● Assignment
Gather every line below where "VideoStream" appears.

[Start of Attachment]

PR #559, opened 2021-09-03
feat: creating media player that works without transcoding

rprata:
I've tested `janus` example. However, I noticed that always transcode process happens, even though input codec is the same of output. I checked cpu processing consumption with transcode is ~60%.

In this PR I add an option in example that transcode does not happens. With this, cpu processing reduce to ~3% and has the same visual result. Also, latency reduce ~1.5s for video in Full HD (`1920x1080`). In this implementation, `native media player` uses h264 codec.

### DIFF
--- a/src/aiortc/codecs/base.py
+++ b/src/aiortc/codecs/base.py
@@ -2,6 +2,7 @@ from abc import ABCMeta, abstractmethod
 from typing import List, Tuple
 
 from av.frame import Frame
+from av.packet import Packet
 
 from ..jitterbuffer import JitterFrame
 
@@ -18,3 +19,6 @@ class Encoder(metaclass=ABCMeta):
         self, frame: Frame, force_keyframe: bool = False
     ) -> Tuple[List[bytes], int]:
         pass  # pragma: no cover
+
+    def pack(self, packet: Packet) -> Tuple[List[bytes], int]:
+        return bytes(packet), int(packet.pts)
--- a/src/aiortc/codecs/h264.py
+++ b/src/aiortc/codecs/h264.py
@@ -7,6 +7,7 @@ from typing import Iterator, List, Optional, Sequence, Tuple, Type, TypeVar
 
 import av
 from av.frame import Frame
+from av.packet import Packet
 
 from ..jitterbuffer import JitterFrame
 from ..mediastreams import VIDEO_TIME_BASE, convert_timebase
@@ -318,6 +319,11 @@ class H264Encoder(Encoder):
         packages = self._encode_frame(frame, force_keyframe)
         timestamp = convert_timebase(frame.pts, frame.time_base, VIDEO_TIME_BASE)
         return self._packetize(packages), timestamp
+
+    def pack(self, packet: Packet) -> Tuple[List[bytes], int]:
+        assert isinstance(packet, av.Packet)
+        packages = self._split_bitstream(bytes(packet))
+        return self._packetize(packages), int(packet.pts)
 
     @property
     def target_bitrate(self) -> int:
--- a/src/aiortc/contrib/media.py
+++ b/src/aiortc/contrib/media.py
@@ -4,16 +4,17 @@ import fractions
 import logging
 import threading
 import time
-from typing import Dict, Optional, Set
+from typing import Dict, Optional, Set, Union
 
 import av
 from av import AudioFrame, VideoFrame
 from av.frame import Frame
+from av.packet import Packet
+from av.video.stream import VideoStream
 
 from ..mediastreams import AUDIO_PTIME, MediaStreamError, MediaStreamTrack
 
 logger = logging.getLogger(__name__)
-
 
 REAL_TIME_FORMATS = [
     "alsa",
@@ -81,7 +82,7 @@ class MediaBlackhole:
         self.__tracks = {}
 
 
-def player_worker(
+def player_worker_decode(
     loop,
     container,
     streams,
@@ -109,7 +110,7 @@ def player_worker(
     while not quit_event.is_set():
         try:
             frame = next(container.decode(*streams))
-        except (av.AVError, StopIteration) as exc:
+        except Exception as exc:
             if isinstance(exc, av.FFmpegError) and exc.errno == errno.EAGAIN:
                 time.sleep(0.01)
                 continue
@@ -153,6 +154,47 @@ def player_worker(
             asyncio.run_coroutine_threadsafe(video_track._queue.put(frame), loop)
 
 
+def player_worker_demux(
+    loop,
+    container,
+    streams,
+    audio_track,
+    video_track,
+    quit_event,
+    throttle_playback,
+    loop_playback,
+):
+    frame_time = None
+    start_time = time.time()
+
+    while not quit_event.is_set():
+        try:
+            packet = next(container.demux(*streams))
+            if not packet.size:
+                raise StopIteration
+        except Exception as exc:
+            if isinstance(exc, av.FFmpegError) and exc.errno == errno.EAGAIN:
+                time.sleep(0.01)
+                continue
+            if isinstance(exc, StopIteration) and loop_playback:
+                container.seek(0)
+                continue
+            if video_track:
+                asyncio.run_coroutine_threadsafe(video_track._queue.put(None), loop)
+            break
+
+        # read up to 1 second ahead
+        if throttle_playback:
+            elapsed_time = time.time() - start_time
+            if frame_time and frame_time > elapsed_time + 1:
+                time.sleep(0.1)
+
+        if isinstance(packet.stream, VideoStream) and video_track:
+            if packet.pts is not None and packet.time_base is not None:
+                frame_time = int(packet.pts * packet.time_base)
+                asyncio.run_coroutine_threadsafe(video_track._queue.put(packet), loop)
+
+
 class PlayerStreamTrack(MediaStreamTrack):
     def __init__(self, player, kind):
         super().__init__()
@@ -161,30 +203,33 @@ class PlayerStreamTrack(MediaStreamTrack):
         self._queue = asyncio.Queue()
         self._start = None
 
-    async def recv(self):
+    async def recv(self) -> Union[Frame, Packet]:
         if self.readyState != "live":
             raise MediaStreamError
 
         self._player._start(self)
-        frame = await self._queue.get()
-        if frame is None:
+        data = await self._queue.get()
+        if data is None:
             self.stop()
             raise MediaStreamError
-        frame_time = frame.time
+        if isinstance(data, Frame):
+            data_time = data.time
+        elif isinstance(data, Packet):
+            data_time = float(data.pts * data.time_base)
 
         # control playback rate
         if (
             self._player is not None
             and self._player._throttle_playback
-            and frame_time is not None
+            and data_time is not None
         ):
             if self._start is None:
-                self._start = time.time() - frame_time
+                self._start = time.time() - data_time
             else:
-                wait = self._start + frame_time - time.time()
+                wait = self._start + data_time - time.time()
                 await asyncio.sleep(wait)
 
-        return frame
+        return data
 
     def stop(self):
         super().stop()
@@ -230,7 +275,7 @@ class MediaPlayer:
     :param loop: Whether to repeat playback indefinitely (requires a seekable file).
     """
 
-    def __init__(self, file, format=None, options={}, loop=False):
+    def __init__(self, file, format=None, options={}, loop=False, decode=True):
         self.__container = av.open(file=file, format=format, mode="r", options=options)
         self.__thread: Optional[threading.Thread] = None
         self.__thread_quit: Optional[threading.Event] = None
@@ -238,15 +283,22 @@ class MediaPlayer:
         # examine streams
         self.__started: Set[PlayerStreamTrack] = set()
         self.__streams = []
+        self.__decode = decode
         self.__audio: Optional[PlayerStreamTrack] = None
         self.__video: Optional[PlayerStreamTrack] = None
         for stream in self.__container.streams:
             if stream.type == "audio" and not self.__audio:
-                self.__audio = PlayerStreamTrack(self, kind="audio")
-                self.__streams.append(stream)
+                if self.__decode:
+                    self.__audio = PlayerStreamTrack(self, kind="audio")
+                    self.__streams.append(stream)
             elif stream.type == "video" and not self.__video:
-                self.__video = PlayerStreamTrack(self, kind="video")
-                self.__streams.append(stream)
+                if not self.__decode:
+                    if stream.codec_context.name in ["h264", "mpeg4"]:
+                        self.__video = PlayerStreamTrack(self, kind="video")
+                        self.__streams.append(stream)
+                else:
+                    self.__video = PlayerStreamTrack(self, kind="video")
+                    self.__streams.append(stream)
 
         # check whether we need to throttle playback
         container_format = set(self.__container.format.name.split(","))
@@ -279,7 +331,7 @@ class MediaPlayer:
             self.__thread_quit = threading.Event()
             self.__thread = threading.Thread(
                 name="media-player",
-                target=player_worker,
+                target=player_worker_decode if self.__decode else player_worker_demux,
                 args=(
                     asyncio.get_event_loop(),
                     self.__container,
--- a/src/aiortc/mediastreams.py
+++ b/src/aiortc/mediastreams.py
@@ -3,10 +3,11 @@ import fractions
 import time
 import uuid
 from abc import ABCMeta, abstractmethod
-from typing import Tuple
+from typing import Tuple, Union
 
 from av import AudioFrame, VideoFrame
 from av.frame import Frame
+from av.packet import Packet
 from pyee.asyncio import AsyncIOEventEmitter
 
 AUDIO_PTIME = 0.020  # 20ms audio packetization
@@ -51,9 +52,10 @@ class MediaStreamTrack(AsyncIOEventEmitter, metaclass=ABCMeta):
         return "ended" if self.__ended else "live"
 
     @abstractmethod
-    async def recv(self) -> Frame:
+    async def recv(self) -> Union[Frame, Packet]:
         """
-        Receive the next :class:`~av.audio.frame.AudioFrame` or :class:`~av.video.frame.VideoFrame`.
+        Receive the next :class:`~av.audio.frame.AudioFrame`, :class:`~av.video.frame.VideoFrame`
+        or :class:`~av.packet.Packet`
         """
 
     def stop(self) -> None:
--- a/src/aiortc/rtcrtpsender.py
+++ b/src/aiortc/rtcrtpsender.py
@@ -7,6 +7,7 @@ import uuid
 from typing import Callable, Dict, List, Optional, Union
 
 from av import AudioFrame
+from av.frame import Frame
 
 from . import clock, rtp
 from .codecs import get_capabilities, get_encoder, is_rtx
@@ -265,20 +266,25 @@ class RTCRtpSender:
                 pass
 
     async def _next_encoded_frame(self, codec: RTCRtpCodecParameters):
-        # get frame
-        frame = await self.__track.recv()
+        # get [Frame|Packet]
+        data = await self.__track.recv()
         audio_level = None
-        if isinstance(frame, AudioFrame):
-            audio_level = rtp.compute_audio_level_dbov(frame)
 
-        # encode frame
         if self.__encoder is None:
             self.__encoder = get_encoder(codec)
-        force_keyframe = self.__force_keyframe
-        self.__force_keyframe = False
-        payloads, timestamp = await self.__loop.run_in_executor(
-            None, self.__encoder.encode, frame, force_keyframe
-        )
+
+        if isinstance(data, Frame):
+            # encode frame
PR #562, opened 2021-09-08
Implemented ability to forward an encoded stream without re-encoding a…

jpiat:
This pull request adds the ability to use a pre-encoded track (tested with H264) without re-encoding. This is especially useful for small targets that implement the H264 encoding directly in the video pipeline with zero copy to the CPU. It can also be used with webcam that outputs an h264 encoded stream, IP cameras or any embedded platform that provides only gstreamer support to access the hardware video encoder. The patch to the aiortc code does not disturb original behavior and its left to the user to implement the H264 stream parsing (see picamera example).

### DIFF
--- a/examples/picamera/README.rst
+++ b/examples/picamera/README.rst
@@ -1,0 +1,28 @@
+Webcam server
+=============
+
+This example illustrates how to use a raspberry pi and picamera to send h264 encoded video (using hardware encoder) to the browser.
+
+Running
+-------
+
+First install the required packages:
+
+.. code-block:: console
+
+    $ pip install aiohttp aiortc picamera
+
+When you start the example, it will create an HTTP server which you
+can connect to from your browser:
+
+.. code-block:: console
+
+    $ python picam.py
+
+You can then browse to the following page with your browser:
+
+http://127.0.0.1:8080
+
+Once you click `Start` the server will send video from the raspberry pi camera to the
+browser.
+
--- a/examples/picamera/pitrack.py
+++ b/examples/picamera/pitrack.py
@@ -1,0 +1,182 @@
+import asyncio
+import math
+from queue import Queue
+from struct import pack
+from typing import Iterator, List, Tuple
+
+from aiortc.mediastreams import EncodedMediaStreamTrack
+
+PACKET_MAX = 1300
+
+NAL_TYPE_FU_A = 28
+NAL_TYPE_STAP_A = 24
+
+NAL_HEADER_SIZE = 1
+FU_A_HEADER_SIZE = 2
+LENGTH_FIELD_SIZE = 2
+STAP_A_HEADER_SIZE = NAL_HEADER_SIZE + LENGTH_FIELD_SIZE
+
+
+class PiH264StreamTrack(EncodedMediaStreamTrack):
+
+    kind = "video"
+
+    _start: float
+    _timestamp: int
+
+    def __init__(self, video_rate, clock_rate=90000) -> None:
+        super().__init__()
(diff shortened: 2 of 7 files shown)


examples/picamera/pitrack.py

[End of Attachment]

● Exercise solution
+from av.video.stream import VideoStream
+        if isinstance(packet.stream, VideoStream) and video_track:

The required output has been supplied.